=== WORK REQUIRED ===
Look through the records, and whenever a line includes the word "constructor", copy it.

=== Stored data entries ===
——

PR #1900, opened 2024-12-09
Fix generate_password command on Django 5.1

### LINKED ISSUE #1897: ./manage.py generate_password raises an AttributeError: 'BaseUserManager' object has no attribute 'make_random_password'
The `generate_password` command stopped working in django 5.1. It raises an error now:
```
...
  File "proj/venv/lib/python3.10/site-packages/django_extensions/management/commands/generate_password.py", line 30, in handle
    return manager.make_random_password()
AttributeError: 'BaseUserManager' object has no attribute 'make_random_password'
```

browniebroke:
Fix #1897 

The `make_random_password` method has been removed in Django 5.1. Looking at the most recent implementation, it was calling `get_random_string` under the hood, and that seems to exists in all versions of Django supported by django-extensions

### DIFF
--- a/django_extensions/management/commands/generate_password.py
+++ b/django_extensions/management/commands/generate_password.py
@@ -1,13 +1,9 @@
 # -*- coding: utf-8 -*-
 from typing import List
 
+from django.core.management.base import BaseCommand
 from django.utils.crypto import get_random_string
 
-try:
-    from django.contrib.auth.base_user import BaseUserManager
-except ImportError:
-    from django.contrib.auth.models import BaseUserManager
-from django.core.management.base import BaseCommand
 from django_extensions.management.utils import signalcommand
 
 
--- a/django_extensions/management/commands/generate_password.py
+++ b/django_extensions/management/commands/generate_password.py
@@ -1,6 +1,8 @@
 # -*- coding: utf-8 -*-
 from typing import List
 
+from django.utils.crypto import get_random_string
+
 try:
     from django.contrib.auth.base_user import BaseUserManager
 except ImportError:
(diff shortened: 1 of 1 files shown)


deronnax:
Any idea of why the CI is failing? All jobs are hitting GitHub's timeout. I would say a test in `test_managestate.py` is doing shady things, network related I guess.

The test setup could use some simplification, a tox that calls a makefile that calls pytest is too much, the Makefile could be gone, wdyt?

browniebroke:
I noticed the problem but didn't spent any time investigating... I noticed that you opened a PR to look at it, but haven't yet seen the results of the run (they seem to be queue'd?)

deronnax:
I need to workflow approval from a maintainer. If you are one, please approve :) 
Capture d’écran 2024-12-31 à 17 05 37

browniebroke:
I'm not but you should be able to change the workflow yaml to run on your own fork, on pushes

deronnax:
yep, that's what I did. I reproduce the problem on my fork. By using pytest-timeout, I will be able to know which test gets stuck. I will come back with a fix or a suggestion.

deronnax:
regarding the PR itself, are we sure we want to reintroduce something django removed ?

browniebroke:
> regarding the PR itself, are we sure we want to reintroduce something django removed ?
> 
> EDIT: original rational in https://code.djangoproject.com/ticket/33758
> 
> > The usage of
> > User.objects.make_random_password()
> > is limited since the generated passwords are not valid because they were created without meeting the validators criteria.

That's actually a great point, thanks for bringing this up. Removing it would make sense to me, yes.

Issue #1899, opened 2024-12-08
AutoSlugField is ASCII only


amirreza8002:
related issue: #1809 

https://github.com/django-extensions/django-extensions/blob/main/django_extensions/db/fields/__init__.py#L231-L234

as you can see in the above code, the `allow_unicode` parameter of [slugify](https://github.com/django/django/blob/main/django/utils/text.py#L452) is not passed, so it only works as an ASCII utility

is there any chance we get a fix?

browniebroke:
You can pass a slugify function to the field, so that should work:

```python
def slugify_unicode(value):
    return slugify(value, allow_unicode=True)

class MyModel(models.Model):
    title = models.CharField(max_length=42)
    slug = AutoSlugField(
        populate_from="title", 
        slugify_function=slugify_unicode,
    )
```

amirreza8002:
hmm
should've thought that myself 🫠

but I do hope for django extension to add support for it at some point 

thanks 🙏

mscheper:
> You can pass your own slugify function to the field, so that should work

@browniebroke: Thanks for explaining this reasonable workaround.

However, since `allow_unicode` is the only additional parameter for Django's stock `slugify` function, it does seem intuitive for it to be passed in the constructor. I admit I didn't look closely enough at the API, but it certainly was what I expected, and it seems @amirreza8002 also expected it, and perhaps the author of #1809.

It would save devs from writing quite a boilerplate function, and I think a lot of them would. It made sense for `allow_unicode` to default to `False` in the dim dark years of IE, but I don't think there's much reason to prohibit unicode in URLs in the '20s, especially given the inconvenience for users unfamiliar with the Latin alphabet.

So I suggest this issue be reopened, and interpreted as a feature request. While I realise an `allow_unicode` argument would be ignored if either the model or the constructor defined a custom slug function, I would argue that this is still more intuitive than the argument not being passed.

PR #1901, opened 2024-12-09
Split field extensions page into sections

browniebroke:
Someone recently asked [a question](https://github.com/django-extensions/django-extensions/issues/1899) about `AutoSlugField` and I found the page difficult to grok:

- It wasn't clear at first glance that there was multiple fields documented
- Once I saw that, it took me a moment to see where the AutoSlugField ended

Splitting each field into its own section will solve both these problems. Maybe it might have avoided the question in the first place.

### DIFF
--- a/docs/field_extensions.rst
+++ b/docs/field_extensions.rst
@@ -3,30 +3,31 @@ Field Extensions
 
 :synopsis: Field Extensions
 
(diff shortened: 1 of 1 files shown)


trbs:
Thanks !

——

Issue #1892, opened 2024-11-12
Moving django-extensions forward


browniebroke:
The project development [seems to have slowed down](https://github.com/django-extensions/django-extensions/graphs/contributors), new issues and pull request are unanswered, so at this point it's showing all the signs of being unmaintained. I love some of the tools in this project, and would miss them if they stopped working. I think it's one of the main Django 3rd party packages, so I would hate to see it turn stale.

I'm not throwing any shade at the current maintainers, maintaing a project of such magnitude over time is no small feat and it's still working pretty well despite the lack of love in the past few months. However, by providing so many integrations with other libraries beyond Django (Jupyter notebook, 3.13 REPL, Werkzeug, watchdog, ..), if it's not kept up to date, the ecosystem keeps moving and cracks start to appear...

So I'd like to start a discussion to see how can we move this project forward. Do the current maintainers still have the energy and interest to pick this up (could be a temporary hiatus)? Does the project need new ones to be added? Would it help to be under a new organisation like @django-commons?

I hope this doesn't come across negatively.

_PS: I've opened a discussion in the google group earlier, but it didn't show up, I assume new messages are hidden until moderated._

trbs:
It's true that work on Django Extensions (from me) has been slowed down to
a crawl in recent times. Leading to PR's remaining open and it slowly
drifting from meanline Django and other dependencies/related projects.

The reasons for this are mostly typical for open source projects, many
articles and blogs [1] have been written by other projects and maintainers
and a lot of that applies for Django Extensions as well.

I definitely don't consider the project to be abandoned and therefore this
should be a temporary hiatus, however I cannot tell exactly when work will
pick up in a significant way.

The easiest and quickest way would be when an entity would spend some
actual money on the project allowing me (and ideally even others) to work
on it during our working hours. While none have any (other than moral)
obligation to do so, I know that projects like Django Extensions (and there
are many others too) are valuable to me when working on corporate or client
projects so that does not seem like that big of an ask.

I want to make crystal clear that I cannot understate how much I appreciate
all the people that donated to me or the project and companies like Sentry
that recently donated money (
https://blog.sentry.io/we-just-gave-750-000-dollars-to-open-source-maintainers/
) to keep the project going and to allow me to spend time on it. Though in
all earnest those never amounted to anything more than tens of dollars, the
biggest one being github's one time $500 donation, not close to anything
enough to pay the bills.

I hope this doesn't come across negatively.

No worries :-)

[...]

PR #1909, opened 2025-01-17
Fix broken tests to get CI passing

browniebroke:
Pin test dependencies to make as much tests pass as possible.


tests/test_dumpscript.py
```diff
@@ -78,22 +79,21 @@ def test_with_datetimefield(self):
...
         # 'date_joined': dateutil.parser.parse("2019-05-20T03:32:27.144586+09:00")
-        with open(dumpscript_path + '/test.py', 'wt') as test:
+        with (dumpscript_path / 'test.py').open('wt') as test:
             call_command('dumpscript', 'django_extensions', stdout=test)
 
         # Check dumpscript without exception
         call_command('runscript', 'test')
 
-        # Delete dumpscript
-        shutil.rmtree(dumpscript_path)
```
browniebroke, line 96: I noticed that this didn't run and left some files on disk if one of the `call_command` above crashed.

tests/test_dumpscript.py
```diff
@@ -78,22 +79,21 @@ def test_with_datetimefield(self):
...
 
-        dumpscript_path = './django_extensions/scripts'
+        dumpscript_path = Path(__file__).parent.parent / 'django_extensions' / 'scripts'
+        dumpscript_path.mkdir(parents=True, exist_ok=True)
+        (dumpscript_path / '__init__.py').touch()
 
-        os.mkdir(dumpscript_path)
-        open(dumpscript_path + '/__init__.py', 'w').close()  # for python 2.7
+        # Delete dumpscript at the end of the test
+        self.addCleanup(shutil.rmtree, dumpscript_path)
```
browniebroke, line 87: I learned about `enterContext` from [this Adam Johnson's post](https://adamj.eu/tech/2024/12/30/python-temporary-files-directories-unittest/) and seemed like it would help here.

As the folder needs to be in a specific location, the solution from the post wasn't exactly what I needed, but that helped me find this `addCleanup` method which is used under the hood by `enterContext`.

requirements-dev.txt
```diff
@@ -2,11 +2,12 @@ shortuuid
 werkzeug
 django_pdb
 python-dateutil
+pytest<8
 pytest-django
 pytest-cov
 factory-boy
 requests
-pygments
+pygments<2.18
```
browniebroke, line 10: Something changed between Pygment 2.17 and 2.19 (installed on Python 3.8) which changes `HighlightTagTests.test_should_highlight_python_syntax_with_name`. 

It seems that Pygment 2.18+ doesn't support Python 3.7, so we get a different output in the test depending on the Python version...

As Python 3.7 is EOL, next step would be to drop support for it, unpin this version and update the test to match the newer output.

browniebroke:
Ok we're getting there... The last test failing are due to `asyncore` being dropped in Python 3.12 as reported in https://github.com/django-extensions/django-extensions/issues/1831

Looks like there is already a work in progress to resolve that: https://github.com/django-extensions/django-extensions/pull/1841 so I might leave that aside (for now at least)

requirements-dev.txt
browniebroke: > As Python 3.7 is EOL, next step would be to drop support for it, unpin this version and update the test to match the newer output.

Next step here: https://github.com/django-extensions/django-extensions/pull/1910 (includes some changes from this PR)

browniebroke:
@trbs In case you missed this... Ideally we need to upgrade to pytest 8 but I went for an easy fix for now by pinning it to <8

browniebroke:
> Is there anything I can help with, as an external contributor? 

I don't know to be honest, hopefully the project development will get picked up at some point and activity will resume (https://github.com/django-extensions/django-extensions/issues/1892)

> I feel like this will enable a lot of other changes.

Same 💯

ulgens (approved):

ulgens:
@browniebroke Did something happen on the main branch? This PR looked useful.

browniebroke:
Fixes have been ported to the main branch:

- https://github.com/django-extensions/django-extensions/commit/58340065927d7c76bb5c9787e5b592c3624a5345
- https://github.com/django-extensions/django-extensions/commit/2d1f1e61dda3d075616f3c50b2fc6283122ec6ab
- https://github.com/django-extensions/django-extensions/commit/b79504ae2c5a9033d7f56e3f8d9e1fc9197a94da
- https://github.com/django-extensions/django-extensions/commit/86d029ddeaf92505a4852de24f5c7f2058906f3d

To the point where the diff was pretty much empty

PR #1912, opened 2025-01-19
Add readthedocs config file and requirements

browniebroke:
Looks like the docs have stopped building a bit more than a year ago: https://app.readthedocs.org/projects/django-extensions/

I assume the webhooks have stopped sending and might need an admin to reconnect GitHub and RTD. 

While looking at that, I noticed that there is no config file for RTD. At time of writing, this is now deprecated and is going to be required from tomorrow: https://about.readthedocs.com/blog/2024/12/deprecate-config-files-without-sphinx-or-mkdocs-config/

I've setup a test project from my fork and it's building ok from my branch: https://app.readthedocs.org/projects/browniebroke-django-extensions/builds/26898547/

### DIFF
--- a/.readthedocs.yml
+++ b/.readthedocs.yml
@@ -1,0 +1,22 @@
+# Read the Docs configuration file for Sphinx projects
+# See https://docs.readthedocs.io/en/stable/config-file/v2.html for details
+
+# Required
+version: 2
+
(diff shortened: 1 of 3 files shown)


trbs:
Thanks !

——

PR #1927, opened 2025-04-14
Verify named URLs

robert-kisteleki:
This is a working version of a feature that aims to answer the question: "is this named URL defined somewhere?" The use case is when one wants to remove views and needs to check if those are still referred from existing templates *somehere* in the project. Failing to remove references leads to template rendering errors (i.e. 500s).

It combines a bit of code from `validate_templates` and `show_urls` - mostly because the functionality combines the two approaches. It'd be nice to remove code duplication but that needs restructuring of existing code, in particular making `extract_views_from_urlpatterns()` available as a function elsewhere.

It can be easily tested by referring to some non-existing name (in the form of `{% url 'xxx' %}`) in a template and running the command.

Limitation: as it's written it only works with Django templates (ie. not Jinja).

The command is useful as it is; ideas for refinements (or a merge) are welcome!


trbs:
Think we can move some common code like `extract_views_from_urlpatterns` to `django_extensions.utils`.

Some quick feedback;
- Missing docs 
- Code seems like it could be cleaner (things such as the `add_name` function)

——

=== WRITTEN REPLY ===
However, since `allow_unicode` is the only additional parameter for Django's stock `slugify` function, it does seem intuitive for it to be passed in the constructor. I admit I didn't look closely enough at the API, but it certainly was what I expected, and it seems @amirreza8002 also expected it, and perhaps the author of #1809.
So I suggest this issue be reopened, and interpreted as a feature request. While I realise an `allow_unicode` argument would be ignored if either the model or the constructor defined a custom slug function, I would argue that this is still more intuitive than the argument not being passed.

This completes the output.